* How to complete this task
Which lines of the entries below contain the string "event"? Copy each one.

====== Supplied records ======

PR #735, opened 2023-11-23
DMP-1531 - raise an error if an event mapping is not in the database.

cmagowan-hmcts:
https://tools.hmcts.net/jira/browse/DMP-1615
https://tools.hmcts.net/jira/browse/DMP-1558

database query has been moved up to the dispatcherImpl so that the difference between "no entry in the database" and "an entry exists in the database, but no handler matching it" can be determined.


src/integrationTest/java/uk/gov/hmcts/darts/event/controller/EventsControllerPostEventsTest.java
```diff
@@ -35,7 +35,6 @@
 @Transactional
```
tonymort, line 35: Can't remember if we discussed this particular instance of Transaction already, but if not can we avoid this on an int test?

tonymort (changes requested):

tonymort (approved):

======

* Response to the task
DMP-1531 - raise an error if an event mapping is not in the database.
src/integrationTest/java/uk/gov/hmcts/darts/event/controller/EventsControllerPostEventsTest.java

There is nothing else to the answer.